In such a manufacturing device, the mold 17 is
The molten resin is continuously pushed out through the first molten resin passage 13a and the second molten resin passage 13b of the molten resin extrusion section 11 while traveling at a predetermined speed in the direction of arrow X in the figure, and at the same time, from the first supply path 14a to the concave portion Supply air into 12.

In this way, the molten resin extruded into a cylindrical shape from the first molten resin passage 13a is pressed against the molding surface A by the differential pressure between the inside and outside that is generated due to air being supplied to the recessed part 12. Molten resin outer layer
On the other hand, the molten resin extruded from the second molten resin passage _{13b adheres to the inner surface of the already formed molten resin outer layer P 1 due} to the suction effect caused by exhausting from the exhaust passage 14c. and heat fusion to form a molten resin inner layer _P2 .

The inner and outer molten resin layers P ₁ and P ₂ heat-sealed as described above are then sent to the cooling cylinder 15 side as the mold 17 moves, where they are cooled and hardened.

The synthetic resin molded article P thus obtained is shown in FIG. As shown in the figure, this synthetic resin molded product P has a cylindrical inner wall 2 with annular peaks 3a and troughs 3.
The troughs 3b1 are heat-sealed to the inner surface of the outer wall 3, which is alternately provided with troughs 3b, and the troughs _3b1 at predetermined locations are wider than the troughs 3b at other locations. In such a synthetic resin molded product P, the wide valley portion _3b1 is cut at its center along the cutting line E--I. As shown in FIG. 3, one cut end 6 has a diameter that allows the other cut end 7 to fit externally, that is, the inner diameter of one cut end 6 is equal to the outer diameter of the other cut end 7. The diameter is enlarged to be the same or slightly larger.
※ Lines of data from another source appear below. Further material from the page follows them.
PR #569, opened 2025-06-26
improve ci: add auto sync crds to helm chart

nicole-lihui:
#### What type of PR is this?

/kind failing-test

#### Which issue(s) this PR fixes

Fixes #537

#### Does this PR introduce a user-facing change?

Note that the diameter of one cut end 6 is expanded by heating the end 6 to a softening temperature while cutting a core material (not shown) of a required diameter.
This is easily done by pressing the .

The double-walled pipe 1 manufactured in this way has a cut end 6 with an enlarged diameter and a cut end 7 with an enlarged diameter at both ends, the former being the socket 5 and the latter being the insertion end. Functions as mouth 4. Therefore, such a double-walled pipe 1 is connected by inserting the socket 4 of another double-walled pipe 1 into its socket 5, as shown in FIG. Two double-walled pipes 1, 1 connected in this way
The inner walls 2, 2 are connected to each other at the connecting portion, and a smooth passage such as a water passage is formed also at the connecting portion.

According to the method described above, a large number of double-walled pipes can be manufactured from one long synthetic resin molded product having a plurality of wide valleys.

[Brief explanation of drawings]

Fig. 1 is a longitudinal cross-sectional view of a synthetic resin molded product manufacturing apparatus, Fig. 2 is a longitudinal cross-sectional view showing a part of a synthetic resin molded product that has been continuously extruded, and Fig. 3 is a longitudinal cross-sectional view of a synthetic resin molded product manufactured by the method of the present invention. Partially cutaway side view showing a double-walled pipe,
Fig. 4 is a vertical cross-sectional view showing the above-mentioned double-walled pipe in a connected state, Fig. 5 is a vertical cross-sectional view with a part of the double-walled pipe that is the basis of the present invention cut away, and Fig. 6 is the same two-walled pipe. FIG. 3 is a longitudinal cross-sectional view showing a state in which heavy-walled pipes are connected. 1...Double wall pipe, 2...Inner wall, 3...Outer wall, 3
a... Peak, 3b... Valley, 3b ₁ ... Wide valley, 4... Socket, 5... Socket, 6, 7... Cut end.

Claims (1)

[Claims] 1 A synthetic resin in which a cylindrical inner wall is heat-sealed to the inner surface of an outer wall that alternately has annular peaks and valleys, and the valleys at predetermined locations are wider than the valleys at other locations. A double-walled pipe characterized in that the molded product is cut at the middle part of the wide trough, and one cut end of the trough is expanded to a diameter that allows external fitting to the other cut end. manufacturing method.